• _WORK TO COMPLETE_: In the data that follows, give the number of lines containing the word "opened". Offer no additional comment.

• _EXTRACTED MATERIAL_:
● ● ● ●

PR #848, opened 2026-07-13
feat: retention over rpm, deb, and raw with per-repo rule targeting

jgrund:
## What

Retention previously skipped rpm, deb, and raw silently — no collector
existed, so rules over those formats did nothing. This adds:

- **rpm/deb collectors** driven by the metadata sidecars (package
  payloads are never read). Versions group per `{repo}/{package}`; a
  version's keys are the package file and its sidecar, so deletion
  removes both. After deletions, every touched repo's indexes are
  rebuilt and RE-SIGNED under the same per-repo publish lock the
  handlers use — retention can never leave a signed index advertising
  deleted packages. A failed rebuild logs loudly and points at
  `-/reindex` (the deletions themselves are already durable).
- **raw collector** grouping depth-2 path prefixes
  (`raw/{name}/{version}/…`) as the aging unit — a directory of
  related files (image + checksums) ages out as one version. Files at
  the raw root are never collected, so untargeted uploads can't be
  swept accidentally.
- **`name_glob` on retention rules** — optional glob against the group
  name within a registry (`myrepo/*`, `*-dev-*/*`). First matching
  rule wins; specific rules go first; a group matching no rule is
  still kept forever. Enables shape-based policies: age-only for dev
  repositories, keep-last windows for rolling streams, no rule for
  release repositories.
- `nora retention-apply --yes` builds the same signer as the server so
  CLI-driven retention re-signs identically; plan/dry-run paths never
  regenerate and need no key.

Builds on the reconcile work (#847): the regeneration entry points it made
state-free are exactly what the post-deletion rebuild calls.

## Why

Hosted rpm/deb/raw repositories grow without bound (the storage-cost
formats: package streams, VM images), and were invisible to the one
mechanism meant to bound them. Deleting their versions safely requires
the index rebuild + re-sign, which is why this lands on top of the
reconcile groundwork rather than standalone.

## Checklist

- [x] Tests pass (`cargo test`) — 1618, incl. keep_last and age-only
      end-to-end over live test repos (packages + sidecars deleted,
      primary/Packages regenerated, signatures present), raw prefix
      grouping + root-file protection, name_glob targeting, dry-run
      no-op
- [x] New registry? See CONTRIBUTING.md checklist (not a new registry)


devitway (commented):
**Reviewed by reading the diff against `main` (153b892) and verifying each load-bearing claim in the source, adversarially (verify-contracts style).** Verdict: **TAKE** — the central safety claim holds; the notes below are follow-ups, not blockers.

## What I verified holds

- **"under the same per-repo publish lock the handlers use" — verified, exact string match.** Retention's post-delete rebuild locks `rpm/{repo}/repodata/repomd.xml` (rpm) / `deb/{repo}/Release` (deb). The upload/delete/reindex handlers lock `state.publish_lock(&repomd_key(&repo))` and `&release_key(&repo))`, and `repomd_key` = `rpm/{repo}/{REPODATA}/repomd.xml` with `REPODATA = "repodata"` (rpm.rs:58,68), `release_key` = `deb/{repo}/Release` (deb.rs:78). Same key → same `Arc<Mutex>` from the shared `publish_locks` map → a concurrent publish and a retention rebuild are genuinely serialized. No torn/half-signed index. This is the claim the whole PR rests on and it checks out.
- **Fail-safe collection throughout.** A sidecar that is unreadable, unparsable, or whose `href` diverges from its own key path is *skipped and kept*, never deleted (retention.rs collector). Retention can silently do nothing on bad metadata, but it can never delete the wrong thing.
- **raw root-file protection.** `raw/rootfile.bin` yields `(Some(top), None)` from `splitn(3,'/')` → `continue`; only `raw/{top}/{version}/…` is a collectable unit. Test asserts the root file survives.
- **Signer plumbing matches the stated contract.** Dry-run/plan pass `None` (no key needed); the real CLI path builds the same signer as the server (`build_signer`), the scheduler forwards `state.signer`. So a CLI retention pass re-signs identically to the server.
- **Ordering vs concurrent publish on the individual key deletes** reuses the existing per-key publish lock — unchanged, still correct.

## Notes / follow-ups (non-blocking)

1. **The "never advertises deleted packages" guarantee is best-effort on rebuild failure — worth stating as an accepted limitation.** Order is *delete packages+sidecars → rebuild+re-sign*. If the rebuild `Err`s, the deletions are already durable but the **old signed index stays**, now advertising packages whose payloads are gone (client 404s) until a publish or `-/reindex` heals it. The code handles this deliberately (loud error, points at `-/reindex`) — I'd just capture it explicitly (a one-line note in the retention docs / an accepted entry) so "retention can never leave a signed index advertising deleted packages" reads as "…once the rebuild succeeds; on rebuild failure the stale index persists until healed."

2. **Rebuild + re-sign fires for every matched repo even with zero deletions.** `regen.insert(...)` runs for any rpm/deb group whose rule matched, *before* and independent of `plans` being non-empty. A repo under a `keep_last`/`*` rule with nothing to evict gets its index rebuilt and **re-signed every cycle** — a fresh `InRelease`/`repomd.xml.asc` signature (new timestamp) on unchanged content, which churns client-side caches and spends a signing op per repo per run. Suggest gating the insert on an actual deletion (`if !plans.is_empty()`), so untouched repos aren't re-signed.

3. **The `name_glob` doc example for raw doesn't match.** `glob_match` is a plain glob (`*` spans any char, `/` not special). raw group names are a single segment `{top}` with no slash, so the documented `archive/*` (config/retention.rs) matches **nothing** — a user copying it gets silent keep-forever on exactly the unbounded-growth format this PR targets. The working pattern for raw is `archive` / `archive*`; the rpm/deb `myrepo/*` examples are fine (names carry the `/`). Worth fixing the example (and maybe a line clarifying raw names are single-segment).

4. **deb age = sidecar file mtime, not an upload timestamp** (deb metadata has none — `modified: None` → `stat(sidecar).modified`). If a future `-/reindex` rewrites a deb sidecar, that version's age resets and an `older_than_days` rule won't evict it. rpm is unaffected (uses `file_time` from inside the sidecar). Inherent to deb; just flagging that deb age-retention is approximate.

5. **Post-merge:** this adds `retention → signing` and `retention → registry::rpm/deb::regenerate_*` edges — the internal regression-map will want a re-seed once merged.

Nice piece of work — the reconcile groundwork (#847) paying off exactly as intended, and the lock discipline is right where it counts.

devitway:
**Landing-order flag** now that #852 (structured `dists/` layout) is open — this touches how retention here should group deb versions.

Retention collects deb versions grouped by `{repo}/{package}` (the sidecar's `package` field), with no distribution/component in the key. That's correct for the flat layout. But once #852 lands, the same package name can live in several distributions (`tree` in `jammy/main` **and** `focal/main`), and a `{repo}/{package}` group would fold them together — so `keep_last = N` would count across distributions and could evict a version that is the newest (or only) one in its own distribution.

The regeneration side self-heals (retention deletes package + sidecar and calls `regenerate_indexes`, which #852 makes structured-aware and prunes emptied dist trees), so the fix is purely in the *grouping*: group structured packages by `{repo}/{dist}/{component}/{package}` (flat stays `{repo}/{package}`), keyed off the sidecar `placement` that #852 introduces.

Since that grouping depends on #852's `placement` concept, suggested order: **land #852 first, then rebase this and make the retention grouping placement-aware.** Happy to re-review the rebased grouping. (Everything in my earlier review still stands for the flat path.)

devitway:
Thanks for carrying this through the rebase after #852 — the rpm/deb/raw coverage and per-repo rule targeting read well. One **blocker** before this can merge, plus a lower-severity note in the same function.

## Blocker: cross-distribution data loss for deb

Under the structured apt layout from #852, a package's `distribution`/`component` (its `Placement`) lives **only in the control sidecar** — it is not part of the storage key, and `regenerate_indexes` rebuilds each distribution's index from the surviving sidecars:

- `deb.rs` `package_key` → `deb/{repo}/{path}` — flat, no distribution (L78)
- `deb.rs` `Placement { distribution, component }` is a sidecar-only field (L122–129)
- `deb.rs` `regenerate_indexes` folds each *surviving* sidecar into `dists/{dist}/{component}/…` (L510+, L540)

Retention groups versions with no notion of placement:

- `collect_deb_versions` reads `package`/`version`/`arch`/`href`/`size` only — never `placement`/`distribution` (retention.rs L268–281)
- grouping key is `deb:{repo}/{package}` (retention.rs L337)
- `grep -nE 'placement|distribution|component' retention.rs` → 0 hits

So versions of the same package that belong to **different distributions** are pooled into a single `keep_last` scope. Since each distribution is an independent APT index, `keep_last=N` should count per distribution, not across the whole repo.

### Repro

Repo `myrepo`, structured layout:

- `PUT tree_1.8_amd64.deb?distribution=jammy` — jammy's only `tree`
- `PUT tree_2.0_amd64.deb?distribution=focal` — focal's only `tree`

Rule `{ registry: deb, name_glob: myrepo/*, keep_last: 1 }`.

`plan_deletions` sorts by mtime desc and deletes everything at index ≥ `keep_last`, so `tree_1.8` (jammy) is deleted. Its sidecar is removed, `regenerate_indexes` rebuilds, and **jammy loses `tree` entirely** — even though jammy had exactly one version and nothing in jammy exceeded `keep_last`. Any distribution that shares a package name with a newer sibling in another distribution is exposed.

### Suggested fix

Make the deb grouping key placement-aware: read `placement` from the sidecar and group by `deb:{repo}/{distribution}/{component}/{package}` (packages with no placement stay under the flat-root scope). Then `keep_last` is applied per distribution, matching how the index is actually rebuilt. Worth a regression test, e.g. `two_distributions_keep_last_evicts_sole_version` — PUT the two packages above, run `plan_deletions`, and assert jammy still resolves `tree`.

Flagging as a blocker rather than a follow-up because it's silent data loss on an ordinary multi-suite repo, which is exactly the case retention is meant to be safe for.

## Lower-severity note (same function)

`plan_deletions` breaks mtime ties with a lexical name compare — `b.name.cmp(&a.name)` (retention.rs L108) on `name = "{version}_{arch}"`. When mtimes tie — common for bulk/imported sidecars, since deb sidecars carry no upload time and fall back to the sidecar mtime (L333–335) — the lexical compare decides survivors, and `"1.9" > "1.10"` lexically, so the newer `1.10` is evicted. Not a blocker, but since you're already in this sort, a Debian-version-aware comparison here would avoid the surprise.

devitway:
Follow-up to the review above — I reproduced this end-to-end on a build of the PR head (`e219828`), so it's demonstrated silent data loss on a live instance, not just a code read.

**Setup** — local storage, deb registry, one retention rule:

```toml
[[retention.rules]]
registry = "deb"
keep_last = 1
```

**Two uploads of the same package into two distributions, one version each:**

```
PUT /deb/myrepo/pool/tree_1.8_amd64.deb?distribution=jammy&component=main  → 201
PUT /deb/myrepo/pool/tree_2.0_amd64.deb?distribution=focal&component=main  → 201
```

**Before retention** — each distribution resolves its package, and the two sidecars carry distinct placement:

```
GET dists/jammy/main/binary-amd64/Packages → 200  (Package: tree, Version: 1.8)
GET dists/focal/main/binary-amd64/Packages → 200  (Package: tree, Version: 2.0)

deb/myrepo/.nora-meta/pool/tree_1.8_amd64.deb.json → {"package":"tree","version":"1.8","placement":{"distribution":"jammy","component":"main"}}
deb/myrepo/.nora-meta/pool/tree_2.0_amd64.deb.json → {"package":"tree","version":"2.0","placement":{"distribution":"focal","component":"main"}}
```

**`nora retention-plan`** folds both into one group and targets jammy's only version:

```
[dry-run] would delete group=deb:myrepo/tree version=1.8_amd64 reason=beyond keep_last=1
```

**After `nora retention-apply --yes`:**

```
GET dists/jammy/main/binary-amd64/Packages → 404   ← jammy lost `tree` entirely
GET dists/focal/main/binary-amd64/Packages → 200   (tree 2.0 intact)
GET pool/tree_1.8_amd64.deb                → 404   (blob + sidecar deleted)
```

jammy held exactly one version of `tree` and nothing in jammy exceeded `keep_last=1`, yet it lost the package because retention counted `keep_last` across distributions — the placement-blind grouping (`deb:{repo}/{package}`) from the review. A `two_distributions_keep_last_evicts_sole_version` test reproduces it; grouping by `{repo}/{distribution}/{component}/{package}` (reading `placement` from the sidecar) fixes it.

jgrund:
Both addressed in 1c59f3f — thanks for the careful repro.

**Blocker:** `collect_deb_versions` now reads `placement` from the sidecar and groups structured packages as `deb:{repo}/{distribution}/{component}/{package}`; flat-root packages keep the old `deb:{repo}/{package}` scope, so `keep_last` counts per distribution — matching how `regenerate_indexes` rebuilds. Regression test `test_deb_keep_last_counts_per_distribution` covers your exact scenario (jammy + focal each holding `tree`, `keep_last: 1`): focal's sole version survives, and only jammy — which actually has two — gets trimmed.

**Tiebreak:** replaced the lexical compare with a numeric-aware one (`cmp_version_names`): digit runs compare numerically and `~` sorts before everything including end-of-string, so `1.10 > 1.9` and `1.0~rc1 < 1.0`. It's not the full Debian algorithm (no epoch/letter-vs-punct ordering) — the tiebreak is registry-agnostic and only decides among tied mtimes, so I kept it to the part that changes outcomes. Unit-tested including the tied-mtime `plan_deletions` path.

devitway:
The distribution/component fix looks right — thanks for turning it around so quickly. I re-verified it end to end, and there's one remaining grain of the same class (architecture) that I think is still a blocker. Details and a repro below.

### Confirmed fixed — cross-distribution eviction

`collect_deb_versions` now reads `placement` from the sidecar and groups structured packages per `{repo}/{distribution}/{component}/{package}` (`retention.rs:221`, `:292`). I checked the coupling on both ends: the writer serializes `Placement { distribution, component }` into the sidecar (`deb.rs:126`, `:310`), and the reader parses exactly those keys, so it can't silently drift to flat. `test_deb_keep_last_counts_per_distribution` drives the real upload path. `keep_last` now counts per distribution — the cross-distribution loss is gone. The numeric version tiebreak is a nice addition too.

### Remaining blocker — the same fold, one axis over (architecture)

The group key is `{repo}/{distribution}/{component}/{package}`, but `version` carries the arch (`"{version}_{arch}"`, `retention.rs:217`), and each `binary-{arch}/Packages` is an independent index — `regenerate_indexes` emits one per arch and filters `p.arch == arch || "all"` (`deb.rs:588-596`). So two architectures of the same package/version/distribution fold into **one** group, and `keep_last` can evict the sole version of one architecture. It's the cross-distribution failure one axis over, and it doesn't need mtime ties: `keep_last < (number of arches)` always drops an arch.

**Repro on a build of the PR head (`ee0937e`)** — one package, two real arches, one distribution:

```
PUT /deb/myrepo/pool/tree_1.8_amd64.deb?distribution=jammy&component=main   # Architecture: amd64
PUT /deb/myrepo/pool/tree_1.8_arm64.deb?distribution=jammy&component=main   # Architecture: arm64
# rule: { registry = "deb", keep_last = 1 }
nora retention-apply --yes
```

```
[dry-run] would delete group=deb:myrepo/jammy/main/tree version=1.8_amd64 reason=beyond keep_last=1
deleted group=deb:myrepo/jammy/main/tree version=1.8_amd64 ; indexes regenerated

GET dists/jammy/main/binary-amd64/Packages -> HTTP 404   # tree is gone for amd64
GET dists/jammy/main/binary-arm64/Packages -> HTTP 200   # tree 1.8 kept
```

The group the engine logs (`deb:myrepo/jammy/main/tree`) has no arch in it, so amd64 and arm64 share a single `keep_last` budget; amd64 loses its only version and its index is dropped as empty. An apt client on amd64 stops seeing the package. This slips through the tests because `build_test_deb_with` is amd64-only — every deb test is single-arch.

### Fix direction

Fold arch into the group key (`{repo}/{distribution}/{component}/{arch}/{package}`), symmetric to what you just did for dist/component. One subtlety: `arch = all` folds into every `binary-{arch}` index, so an `all` package is a single shared stream — it probably wants its own `all` group rather than being pooled under a concrete arch.

**rpm** has the same fold (`version = "{version}-{release}.{arch}"`, group `rpm:{repo}/{package}`). The client effect is softer there because rpm serves a single repodata instead of per-arch index files, but `keep_last` still collapses architectures, so it's worth the same grouping.

Happy to push up the failing regression test I used — two arches in one distribution, asserting both `binary-{arch}/Packages` keep the package — if that's helpful.

jgrund:
Right again — same fold, one axis over. Fixed in af8cce8:

- Group keys now carry the architecture: deb structured `{repo}/{distribution}/{component}/{arch}/{package}`, deb flat `{repo}/{arch}/{package}`, and rpm `{repo}/{arch}/{package}` (per your note that rpm collapses architectures the same way, just with softer client symptoms).
- `all`/`noarch` naturally form their own group — the arch comes from the sidecar as-is, so an `all` package never pools under a concrete architecture and its shared stream ages on its own budget.
- Regression tests for both formats: two architectures, one distribution, `keep_last = 1` — nothing planned, and both `binary-{arch}/Packages` (deb) / both payloads (rpm) survive. Your exact repro shape; the deb one goes through the real upload path with a real arm64 control paragraph, so the amd64-only fixture blind spot is closed too.

Thanks for the offer on the failing test — the shape you described is what I landed, but if yours covers an angle mine doesn't, happy to fold it in.

devitway (approved):
Verified end to end — `af8cce8` closes the remaining (architecture) blocker. Approving.

## Code

- Group key now carries the architecture on every path: deb structured `{repo}/{distribution}/{component}/{arch}/{package}`, deb flat `{repo}/{arch}/{package}`, and rpm `{repo}/{arch}/{package}` (`collect_sidecar_versions` in `retention.rs`). The arch is read from the sidecar as-is, so `all`/`noarch` packages form their own group instead of pooling under a concrete arch — which matches how `regenerate_indexes` emits one `binary-{arch}` index and filters `p.arch == arch || "all"`.
- Writer↔reader coupling holds: the deb handler parses the control `Architecture` field into the package record and serializes it into the sidecar (`deb.rs`), and `collect_deb_versions` reads exactly that field — the key can't silently drift back to a single-arch bucket. rpm is symmetric (arch from the package metadata).
- Both regression tests drive the real upload path with a real arm64 control paragraph, so the amd64-only fixture blind spot is closed as well.

## Live repro on a build of the PR head (`d60b315`)

Same polygon as the earlier repro, local storage, `keep_last = 1`:

- **Two arches, one distribution** (`tree_1.8_amd64` + `tree_1.8_arm64` in `jammy/main`): `retention-plan` reports 0 deletions and both `dists/jammy/main/binary-{amd64,arm64}/Packages` still serve `tree` (200/200). This is the exact case that returned 404 for amd64 on `ee0937e`.
- **Two distributions** (regression check for the first fix): `jammy` (1.8) + `focal` (2.0) both survive (200/200).
- **Positive control** — two versions of the same package in one arch+distribution: retention correctly evicts `1.8`, keeps `2.0`, and the `1.8` blob is gone (404). So the per-arch / per-distribution scoping isn't just suppressing eviction — `keep_last` still trims when a single index actually holds more than N. The dry-run even logs the group as `deb:myrepo/jammy/main/amd64/tree`, arch included.

No blockers remain. Thanks for turning both grains around so quickly.

ertime037 (approved):

PR #850, opened 2026-07-13
fix: gate the browse web UI on private (auth-enabled) deployments

jgrund:
## What

With auth enabled and `anonymous_read` off, the browse UI, its JSON
API (`/ui`, `/api/ui`), and the API docs (`/api-docs`) were served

● ● ● ●

• _EXPECTED OUTPUT_: 2